§ Aim of the task: Each record must be printed again exactly as it appears.

[Stored records]

==*==

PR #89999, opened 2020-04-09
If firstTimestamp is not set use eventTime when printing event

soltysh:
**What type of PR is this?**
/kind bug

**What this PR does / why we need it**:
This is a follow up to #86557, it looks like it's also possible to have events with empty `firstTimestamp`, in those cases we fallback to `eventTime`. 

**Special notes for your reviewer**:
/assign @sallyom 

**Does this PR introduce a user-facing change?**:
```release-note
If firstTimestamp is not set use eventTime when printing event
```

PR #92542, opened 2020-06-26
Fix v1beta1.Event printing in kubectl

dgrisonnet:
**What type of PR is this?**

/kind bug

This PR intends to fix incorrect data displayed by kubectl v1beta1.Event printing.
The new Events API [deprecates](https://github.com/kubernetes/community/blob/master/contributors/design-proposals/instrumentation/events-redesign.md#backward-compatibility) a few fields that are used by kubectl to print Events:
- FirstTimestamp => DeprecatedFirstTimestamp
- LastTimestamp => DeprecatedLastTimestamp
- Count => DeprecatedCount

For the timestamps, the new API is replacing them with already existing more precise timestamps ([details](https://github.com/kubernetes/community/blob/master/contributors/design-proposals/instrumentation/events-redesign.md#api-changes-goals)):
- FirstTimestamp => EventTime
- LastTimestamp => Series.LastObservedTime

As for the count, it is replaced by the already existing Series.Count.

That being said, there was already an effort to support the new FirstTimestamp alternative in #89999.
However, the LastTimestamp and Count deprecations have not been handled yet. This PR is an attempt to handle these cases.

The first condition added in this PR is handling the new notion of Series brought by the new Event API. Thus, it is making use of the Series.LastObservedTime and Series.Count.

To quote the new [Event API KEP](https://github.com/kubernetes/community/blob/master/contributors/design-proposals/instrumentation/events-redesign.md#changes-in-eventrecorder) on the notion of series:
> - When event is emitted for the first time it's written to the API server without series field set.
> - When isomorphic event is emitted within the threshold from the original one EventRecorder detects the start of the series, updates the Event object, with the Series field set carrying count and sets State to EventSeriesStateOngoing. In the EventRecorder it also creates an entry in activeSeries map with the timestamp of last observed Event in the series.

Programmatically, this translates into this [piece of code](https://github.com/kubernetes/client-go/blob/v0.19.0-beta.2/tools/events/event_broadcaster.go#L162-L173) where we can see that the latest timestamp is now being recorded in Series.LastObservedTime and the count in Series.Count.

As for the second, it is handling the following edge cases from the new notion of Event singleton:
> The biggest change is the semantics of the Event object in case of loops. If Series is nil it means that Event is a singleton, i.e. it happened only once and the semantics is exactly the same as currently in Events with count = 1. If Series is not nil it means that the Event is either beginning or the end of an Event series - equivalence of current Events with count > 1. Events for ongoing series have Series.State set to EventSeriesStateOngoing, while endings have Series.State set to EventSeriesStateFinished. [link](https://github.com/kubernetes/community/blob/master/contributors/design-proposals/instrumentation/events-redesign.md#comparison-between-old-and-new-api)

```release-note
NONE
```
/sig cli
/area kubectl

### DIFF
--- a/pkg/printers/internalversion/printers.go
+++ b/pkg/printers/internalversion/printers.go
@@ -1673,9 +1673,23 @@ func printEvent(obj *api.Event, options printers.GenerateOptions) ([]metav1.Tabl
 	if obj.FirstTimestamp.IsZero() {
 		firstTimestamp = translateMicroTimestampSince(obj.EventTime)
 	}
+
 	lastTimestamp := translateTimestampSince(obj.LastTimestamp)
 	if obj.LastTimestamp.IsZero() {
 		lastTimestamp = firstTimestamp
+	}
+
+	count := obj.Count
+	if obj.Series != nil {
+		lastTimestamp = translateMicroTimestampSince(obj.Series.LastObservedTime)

==*==

§ Result for this task:
PR #89999, opened 2020-04-09
If firstTimestamp is not set use eventTime when printing event

soltysh:
**What type of PR is this?**
/kind bug

**What this PR does / why we need it**:
This is a follow up to #86557, it looks like it's also possible to have events with empty `firstTimestamp`, in those cases we fallback to `eventTime`. 

**Special notes for your reviewer**:
/assign @sallyom 

**Does this PR introduce a user-facing change?**:
```release-note
If firstTimestamp is not set use eventTime when printing event
```

PR #92542, opened 2020-06-26
Fix v1beta1.Event printing in kubectl

dgrisonnet:
**What type of PR is this?**

/kind bug

This PR intends to fix incorrect data displayed by kubectl v1beta1.Event printing.
The new Events API [deprecates](https://github.com/kubernetes/community/blob/master/contributors/design-proposals/instrumentation/events-redesign.md#backward-compatibility) a few fields that are used by kubectl to print Events:
- FirstTimestamp => DeprecatedFirstTimestamp
- LastTimestamp => DeprecatedLastTimestamp
- Count => DeprecatedCount

For the timestamps, the new API is replacing them with already existing more precise timestamps ([details](https://github.com/kubernetes/community/blob/master/contributors/design-proposals/instrumentation/events-redesign.md#api-changes-goals)):
- FirstTimestamp => EventTime
- LastTimestamp => Series.LastObservedTime

As for the count, it is replaced by the already existing Series.Count.

That being said, there was already an effort to support the new FirstTimestamp alternative in #89999.
However, the LastTimestamp and Count deprecations have not been handled yet. This PR is an attempt to handle these cases.

The first condition added in this PR is handling the new notion of Series brought by the new Event API. Thus, it is making use of the Series.LastObservedTime and Series.Count.

To quote the new [Event API KEP](https://github.com/kubernetes/community/blob/master/contributors/design-proposals/instrumentation/events-redesign.md#changes-in-eventrecorder) on the notion of series:
> - When event is emitted for the first time it's written to the API server without series field set.
> - When isomorphic event is emitted within the threshold from the original one EventRecorder detects the start of the series, updates the Event object, with the Series field set carrying count and sets State to EventSeriesStateOngoing. In the EventRecorder it also creates an entry in activeSeries map with the timestamp of last observed Event in the series.

Programmatically, this translates into this [piece of code](https://github.com/kubernetes/client-go/blob/v0.19.0-beta.2/tools/events/event_broadcaster.go#L162-L173) where we can see that the latest timestamp is now being recorded in Series.LastObservedTime and the count in Series.Count.

As for the second, it is handling the following edge cases from the new notion of Event singleton:
> The biggest change is the semantics of the Event object in case of loops. If Series is nil it means that Event is a singleton, i.e. it happened only once and the semantics is exactly the same as currently in Events with count = 1. If Series is not nil it means that the Event is either beginning or the end of an Event series - equivalence of current Events with count > 1. Events for ongoing series have Series.State set to EventSeriesStateOngoing, while endings have Series.State set to EventSeriesStateFinished. [link](https://github.com/kubernetes/community/blob/master/contributors/design-proposals/instrumentation/events-redesign.md#comparison-between-old-and-new-api)

```release-note
NONE
```
/sig cli
/area kubectl

### DIFF
--- a/pkg/printers/internalversion/printers.go
+++ b/pkg/printers/internalversion/printers.go
@@ -1673,9 +1673,23 @@ func printEvent(obj *api.Event, options printers.GenerateOptions) ([]metav1.Tabl
 	if obj.FirstTimestamp.IsZero() {
 		firstTimestamp = translateMicroTimestampSince(obj.EventTime)
 	}
+
 	lastTimestamp := translateTimestampSince(obj.LastTimestamp)
 	if obj.LastTimestamp.IsZero() {
 		lastTimestamp = firstTimestamp
+	}
+
+	count := obj.Count
+	if obj.Series != nil {
+		lastTimestamp = translateMicroTimestampSince(obj.Series.LastObservedTime)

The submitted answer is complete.